Reworked the logic for inferring sparse compressor format:
- Previously, if a model was quantized, the sparse compressor was always set to the Identity (dense) compressor. Now, an appropriate sparse compressor is selected (currently only sparse_bitmask or sparse_24).
- A special condition for Marlin-style compression was added (Sparse compressor should be set to Dense if marlin_24 compressor is used).
- Updated the SPARSITY_THRESHOLD to 50% as discussed offline

Dependencies:

Test Script

from transformers import AutoTokenizer

from llmcompressor.modifiers.quantization import QuantizationModifier
from llmcompressor.transformers import SparseAutoModelForCausalLM, oneshot

MODEL_ID = "nm-testing/llama2.c-stories110M-pruned50-compressed-tensors"

# Load model
model = SparseAutoModelForCausalLM.from_pretrained(
    MODEL_ID, device_map="auto", torch_dtype="auto"
)
tokenizer = AutoTokenizer.from_pretrained(MODEL_ID)

recipe = """
quant_stage:
    quant_modifiers:
        QuantizationModifier:
            ignore: ["lm_head"]
            config_groups:
                group_0:
                    weights:
                        num_bits: 4
                        type: int
                        strategy: tensor
                        dynamic: false
                        symmetric: true
                    input_activations:
                        num_bits: 4
                        type: int
                        strategy: tensor
                        dynamic: true
                        symmetric: true
                    targets: ["Linear"]
    pruning_modifiers:
        ConstantPruningModifier:
            targets: [
                're:.*q_proj.weight',
                're:.*k_proj.weight', 
                're:.*v_proj.weight',
                're:.*o_proj.weight',
                're:.*gate_proj.weight',
                're:.*up_proj.weight',
                're:.*down_proj.weight',
            ]
            start: 0
"""

# Apply quantization.
oneshot(model=model, recipe=recipe)

# Confirm generations of the quantized model look sane.
print("========== SAMPLE GENERATION ==============")
input_ids = tokenizer("Hello my name is", return_tensors="pt").input_ids.to("cuda")
output = model.generate(input_ids, max_new_tokens=20)
print(tokenizer.decode(output[0]))
print("==========================================")

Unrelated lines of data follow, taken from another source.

PR #127, opened 2018-08-02
Add some essential packages required for the build to succeed

justinclift:
These turned out to be needed when bootstrapping CentOS 7 builds (eg without a working Docker infrastructure in place).  With any of them missing, the resulting build fails.

Listing them in `BuildRequires` seems like the correct approach, as it means rpm build tooling (eg `yum-builddep`) can automatically install them when missing.

This doesn't conflict with the Dockerfile setup approach either, so shouldn't be any issues there.

### DIFF
--- a/rpm/centos-7/docker-ce.spec
+++ b/rpm/centos-7/docker-ce.spec
@@ -19,6 +19,12 @@ Packager: Docker <support@docker.com>
 
 BuildRequires: pkgconfig(systemd)
 BuildRequires: pkgconfig(libsystemd-journal)
+BuildRequires: libtool-ltdl-devel
+BuildRequires: libseccomp-devel
+BuildRequires: btrfs-progs-devel
+BuildRequires: device-mapper-devel
+BuildRequires: glibc-static
+BuildRequires: cmake
 
 # required packages on install
 Requires: /bin/sh
--- a/rpm/fedora-27/docker-ce.spec
+++ b/rpm/fedora-27/docker-ce.spec
@@ -19,6 +19,12 @@ Packager: Docker <support@docker.com>
 %global _missing_build_ids_terminate_build 0
 
 BuildRequires: pkgconfig(systemd)
+BuildRequires: libtool-ltdl-devel
+BuildRequires: libseccomp-devel
+BuildRequires: btrfs-progs-devel
+BuildRequires: device-mapper-devel
+BuildRequires: glibc-static
+BuildRequires: cmake
 
 # required packages on install
 Requires: /bin/sh
--- a/rpm/fedora-28/docker-ce.spec
+++ b/rpm/fedora-28/docker-ce.spec
@@ -19,6 +19,12 @@ Packager: Docker <support@docker.com>
 %global _missing_build_ids_terminate_build 0
 
 BuildRequires: pkgconfig(systemd)
+BuildRequires: libtool-ltdl-devel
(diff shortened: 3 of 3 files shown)


justinclift:
@seemethere Good thinking. :smile:

Looking at the Dockerfiles for [Fedora 27](https://github.com/docker/docker-ce-packaging/blob/1aa29931980e51171a57cae931de9cd17966dbb0/rpm/fedora-27/Dockerfile.aarch64#L4) and [28](https://github.com/docker/docker-ce-packaging/blob/1aa29931980e51171a57cae931de9cd17966dbb0/rpm/fedora-28/Dockerfile.aarch64#L4), they're specifically installed there as well.  So, looks like "yes".  That's a guess without testing though, as I don't have any Fedora VM's nor boxes handy atm.

I suppose I could put something together to find out "for sure" though without too much effort, if it'd be useful?

seemethere:
@justinclift I think it could be useful.

Just an FYI as well, we're in the middle of a package re-shuffling so this PR may or may not be required anymore.

See #128 for a preview of what's going to be happening to RPM packages in the future.

justinclift:
Ahhh, no worries.  I'll spin up some Fedora bits in the morning and see how it goes.  Turns out it's getting a bit late here atm (UK TZ). :smile:

justinclift:
> See #128 for a preview of what's going to be happening to RPM packages in the future.

I'll take a look at that tomorrow too, and see if things have exploded badly for the CentOS/Fedora bits  meanwhile. :wink:

justinclift:
Preliminary results... it does seem like the Fedora's need this added as well.  For example, on both Fedora 27 and 28 without it included:

```
+ make 'VERSION=%{_origversion}' 'GITCOMMIT=%{_gitcommit}' dynbinary manpages
./scripts/build/dynbinary
Building dynamically linked build/docker-linux-amd64
# github.com/docker/cli/vendor/github.com/miekg/pkcs11
/root/go/src/github.com/docker/cli/vendor/github.com/miekg/pkcs11/pkcs11.go:28:10: fatal error: ltdl.h: No such file or directory
 #include <ltdl.h>
          ^~~~~~~~
compilation terminated.
make: *** [Makefile:47: dynbinary] Error 2
error: Bad exit status from /var/tmp/rpm-tmp.FKogMG (%build)
```

This is the same behaviour seen on CentOS 7, prior to adding the new `BuildRequires` lines.

Manually adding the same lines to the Fedora .spec's instead correctly flags the missing packages, and once they're installed the builds run through to completion.  Well, the Fedora 28 one does, the Fedora 27 one fails at the end for unrelated reasons (debug files related, system specific).

I'll update the PR to add them to the F27/28 spec files as well. :smile:

justinclift:
Hmmm, should this PR be targeted to the `develop` branch instead?

seemethere:
@justinclift This is a preview of what's coming up for RPMs https://github.com/docker/docker-ce-packaging/pull/131

justinclift:
Thanks @seemethere.  I'll have a go with the new spec's from PR #131 soonish (likely tomorrow) and see if any obvious gotcha's jump out. :smile:

seemethere:
Going to close this since this was covered in #139 and is going to be re-iterated upon in #131.

Thanks for brining this to our attention @justinclift!

justinclift:
You're welcome @seemethere. :smile:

# Save to disk in compressed-tensors format.
SAVE_DIR = MODEL_ID.split("/")[1] + "-FP8"
model.save_pretrained(SAVE_DIR)
tokenizer.save_pretrained(SAVE_DIR)

src/llmcompressor/transformers/compression/quantization_format.py

src/llmcompressor/transformers/compression/sparsity_config.py

src/llmcompressor/transformers/sparsification/compressed_tensors_utils.py

kylesayrs

These changes highlight how tied sparsity and quantization are (quantization format now depends on sparsity structure, and sparsity config now depends on quantization format).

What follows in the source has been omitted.